2004-12-26 00:05:21 | 
私は昨日、神や宗教は思想を人格化したものだと言った。
これは私が自分で思いついたことではない。

橋本治氏は「宗教なんかこわくない!」においてこう言っている。

自分の頭でものを考えることのできない人間が、“思想”を人格化する。
宗教というものは、思想を思想として抽出することができない人間がした“思想の人格化”から始まる。
だから宗教はおとぎ話なのである。


橋本氏は、それから次のように主張する。
「おとぎ話は子供を成長させ、大人になったときに自分を成長させた要因が分析されることで解体される。しかし宗教や神はその解体を許さず不合理な存在のままで残ってしまう。だから人は神を信じるか信じないかの2つの選択を迫られ、“美しい思い出”として再吸収できないでいる」

この本は他にも「生産の空洞化」や「肉体性の欠如」という視点から宗教を論じている。
(今日はここまで。後日追加修正します。)

この本の内容についてまとめようと思っていたところ、下のサイトからトラックバックをいただいた。
デジタルももんが

ここでリンクされているサイトに本の内容、出版された時の社会背景などがまとめられているので、ここではこの本に対する私の感想だけを述べたいと思う。

この本で橋本氏は「宗教」を「思想の劣化したもの」として扱っている。
更に言えば「妄信(=宗教)」することよりも「合理的思考(=思想)」を推奨している。

しかし氏と違い、私は「宗教」と「思想」は似たようなものだと考えている。
何故かと言うと、私は「思想」というものを「合理的思考方法」だと思っていないからである。

ちなみに、ここで私が言う「思想」の定義は「言葉で考えられること」「数学、実験を用いない思考方法」とする。
橋本氏の言う「思想」や現代の「思想」には他の面があるのかもしれないが、私はそれらを知らないので一切の評価ができない。片手落ちで申し訳なく思う。

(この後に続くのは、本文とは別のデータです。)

PR #1963, opened 2024-06-19
Delete stack.yaml

### LINKED ISSUE #1960: Delete `stack.yaml`
Stack currently cannot compile swarm on windows and I think it is currently not recommended.

However, we still have a stack.yaml, which is very annoying for me because VS Code defaults to stack, so I have to delete it manually every time I pull, and then explicitly not stage the deletion when I commit.

noahyor:
Delete stack.yaml

Closes #1960.


byorgey (approved):

xsebek:
@noahyor why not get rid of the HIE stack file and make the cabal one default?

noahyor:
Done.

noahyor:
We should also change the mergify rules accordingly.

nitinprakash96:
Since `hie.yaml` now defaults to cabal cradle, should it be committed to repository? If not, then I think we should still keep `hie.yaml` in `.gitignore`.

byorgey:
You're right, let's remove `hie.yaml` and add it to `.gitignore`.

PR #1965, opened 2024-06-19
Allow Cabal to recognize swarm as a library.

### LINKED ISSUE #1964: Cabal does not recognize swarm as a library.
Can be fixed by adding a blank main library to swarm.cabal.

noahyor:
Allow Cabal to recognize swarm as a library.

Closes #1964.


noahyor:
Why is docspec failing with such a strange error message? It compiled just fine the first time through.

xsebek:
@noahyor what does this `library` do?

I am no wiser from the Cabal message. Did you try running Docspec yourself?

swarm.cabal
```diff
@@ -117,6 +117,9 @@ common ghc2021-extensions
     TypeApplications
     TypeOperators
 
+-- Allow Cabal to recognize swarm as a library.
```
byorgey, line 120: It would be nice to add a comment here with a link to the Cabal issue you found that explains why this is a necessary workaround for now.

byorgey:
No, you can import modules from the other libraries like `swarm-lang` that are marked as public.  The point is that because of a Cabal bug it will not let you import anything at all from a package unless it has a default "main" library.

byorgey:
It seems like `docspec` does not like having an empty library component?  I'm not sure...

nitinprakash96:
Ah I see. Thanks a lot! I wasn't aware of that bug.

PR #1971, opened 2024-06-22
Reset scroll position when switching modals

### LINKED ISSUE #1901: Scrolling of modal windows affects each other
**Describe the bug**
If you scroll in one modal window (e.g. Recipes or Commands), close it, then open a different one, it will be scrolled to the same position as the previous window.  Sometimes, if one window has a lot of content and you are scrolled to the bottom, then close it and open another window, it will be blank until you start to scroll it, at which point it will suddenly jump to the content.

**To Reproduce**
You can reproduce this with either a lot of content in one of the windows (e.g. Commands), or just by making the terminal smaller.

nitinprakash96:
Closes #1901 

When switching description modals or info panel in the bottom left corner, the viewport used to retail the scrolled state.
This PR attempts to reset the scroll position when we switch modals.

### DIFF
--- a/src/swarm-tui/Swarm/TUI/Controller.hs
+++ b/src/swarm-tui/Swarm/TUI/Controller.hs
@@ -1470,23 +1470,27 @@ handleInventoryListEvent ev = do
 handleInventorySearchEvent :: BrickEvent Name AppEvent -> EventM Name AppState ()
 handleInventorySearchEvent = \case
   -- Escape: stop filtering and go back to regular inventory mode
-  EscapeKey ->
+  EscapeKey -> do
+    resetViewport infoScroll
     Brick.zoom (uiState . uiGameplay . uiInventory) $ do
       uiInventoryShouldUpdate .= True
       uiInventorySearch .= Nothing
   -- Enter: return to regular inventory mode, and pop out the selected item
   Key V.KEnter -> do
+    resetViewport infoScroll
     Brick.zoom (uiState . uiGameplay . uiInventory) $ do
       uiInventoryShouldUpdate .= True
       uiInventorySearch .= Nothing
     gets focusedEntity >>= maybe continueWithoutRedraw descriptionModal
   -- Any old character: append to the current search string
-  CharKey c ->
+  CharKey c -> do
+    resetViewport infoScroll
     Brick.zoom (uiState . uiGameplay . uiInventory) $ do
       uiInventoryShouldUpdate .= True
       uiInventorySearch %= fmap (`snoc` c)
   -- Backspace: chop the last character off the end of the current search string
   BackspaceKey -> do
+    resetViewport infoScroll
     Brick.zoom (uiState . uiGameplay . uiInventory) $ do
       uiInventoryShouldUpdate .= True
       uiInventorySearch %= fmap (T.dropEnd 1)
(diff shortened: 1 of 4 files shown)


byorgey (commented):
This resets the viewports on *every* robot panel event, but there are some events where we do not want to reset: for example, hitting `Enter` to pop out the description in a modal; hitting `m` to `make` an item; or even just hitting some random key that doesn't do anything.  I think we should (1) only reset the `infoScroll` when actually switching to a different item in the inventory list, and (2) only reset the `modalScroll` when opening a new modal.

src/swarm-tui/Swarm/TUI/Controller.hs
```diff
@@ -1510,6 +1511,7 @@ makeEntity e = do
 descriptionModal :: Entity -> EventM Name AppState ()
 descriptionModal e = do
   s <- get
+  resetViewport modalScroll
```
nitinprakash96, line 1514: Looks like description modals are handled a little differently than other modals. I wanted to reset the viewport in just one place (`openModal`) but that function doesn't really cover description.

src/swarm-tui/Swarm/TUI/Controller.hs
```diff
@@ -1469,23 +1470,27 @@ handleInventoryListEvent ev = do
 handleInventorySearchEvent :: BrickEvent Name AppEvent -> EventM Name AppState ()
 handleInventorySearchEvent = \case
   -- Escape: stop filtering and go back to regular inventory mode
-  EscapeKey ->
+  EscapeKey -> do
+    resetViewport infoScroll
```
nitinprakash96, line 1474: I'm not sure of the desired behavior in this case. If a user searches in the inventory list, scrolls a little bit in the info panel and then presses `Esc` in the inventory list, then do we want to reset the viewport? Or should we keep the state to where the user scrolled before pressing `Esc`?

src/swarm-tui/Swarm/TUI/Controller.hs
```diff
@@ -1458,6 +1458,7 @@ handleInventoryListEvent ev = do
   -- However, this does not work since we want to skip redrawing in the no-list case!
 
   mList <- preuse $ uiState . uiGameplay . uiInventory . uiInventoryList . _Just . _2
+  resetViewport infoScroll
```
byorgey, line 1461: This looks to me like it will still reset the viewport on *every* keypress in the inventory list, which would include *e.g.* hitting `m` to `make` the currently focused item or hitting some random key that has no effect.  We should only reset the viewport when actually moving to a different item.

src/swarm-tui/Swarm/TUI/Controller.hs
byorgey: I think in this case we should just keep the state to where the user scrolled before pressing `Esc`.

src/swarm-tui/Swarm/TUI/Controller.hs
```diff
@@ -1469,23 +1470,27 @@ handleInventoryListEvent ev = do
...
   -- Escape: stop filtering and go back to regular inventory mode
-  EscapeKey ->
+  EscapeKey -> do
+    resetViewport infoScroll
     Brick.zoom (uiState . uiGameplay . uiInventory) $ do
       uiInventoryShouldUpdate .= True
       uiInventorySearch .= Nothing
   -- Enter: return to regular inventory mode, and pop out the selected item
   Key V.KEnter -> do
+    resetViewport infoScroll
```
byorgey, line 1480: I don't think we need to reset it here either.

src/swarm-tui/Swarm/TUI/Controller.hs
nitinprakash96: You were right. The reason I failed to catch this bug in my testing was because it didn't occur when hitting defined key press events. Just the random ones which I never tested earlier 🤦

byorgey (approved):
Looks good, thanks!

PR #1972, opened 2024-06-22
Apply bindings before returning unification mismatch error

### LINKED ISSUE #1888: Poor type error message for `Int` used in function context
```
> (\f. f 3) 2
1:11: Type mismatch:
  From context, expected `2` to have a type like `_`,
  but it actually has type `Int`
```
It really ought to say "expected 2 to have a function type".  "A type like `_`" makes no sense.

byorgey:
Closes #1888.  When we discovered a type mismatch, we were not fully substituting everything we had learned about the types (via `applyBindings`) before reporting the error.  For example, in #1888 we had `2 : u1` and a unification constraint `u1 = Int -> u2`, but we were just reporting the type of `2` as `u1` rather than first substituting `Int -> u2` for `u1`.

I think we have had this problem for a while, but the recent rewrite of the unification engine possibly made the effects more noticeable.

This incidentally improved a couple more error messages in the test suite. =)

### DIFF
--- a/src/swarm-lang/Swarm/Language/Typecheck.hs
+++ b/src/swarm-lang/Swarm/Language/Typecheck.hs
@@ -127,6 +127,19 @@ type Sourced a = (Source, a)
 
 -- | A "join" where an expected thing meets an actual thing.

本題に戻ると、私は「思想」というものは特に合理的な存在ではなく、むしろ合理的に考えられない問題を合理的に扱う手段が完成されるまでの中継ぎ、間に合わせのハリボテだとみなしている。

例えばギリシャ時代の哲学者は物質について様々なことを考えた。
電子顕微鏡も粒子加速器もない時代に、電磁気学も量子力学もない時代に、行動面でも思考面でも合理的手段がまったく無い時代に、それでもあえて「物質とは何か」を考えたのである。

そして4元素だとか真空の存在の是非とか様々な思想を生み出した。
それらの思想はある程度現在分かっている真実に近く、ひょとしたら「これから判明する新事実」に近くもあるのかもしれない。
しかし厳密には完全に間違っている。
「思想」だけでは合理的思考にはたどりつけないのである。

他にも現在においては「生産性」の問題は「経済学」で、「肉体性」の問題は「認知心理学」で考えることが可能になったので、これらの問題について「思想」は思考手段の主役ではなくなった。、、、と私は考えている。

つまり私の解釈では、不合理を強引に考える方法が思想で、それらが人格化されると神や宗教になり、この2つに大きな違いはない、となる。

昔の理系の学者は「社会学」や「経済学」は科学ではないという偏見を持っていた。
私のこの考えも無知ゆえの偏見なのかもしれない。
ご叱責、ご指導、ご鞭撻(べんたつ)をいただけるとありがたい。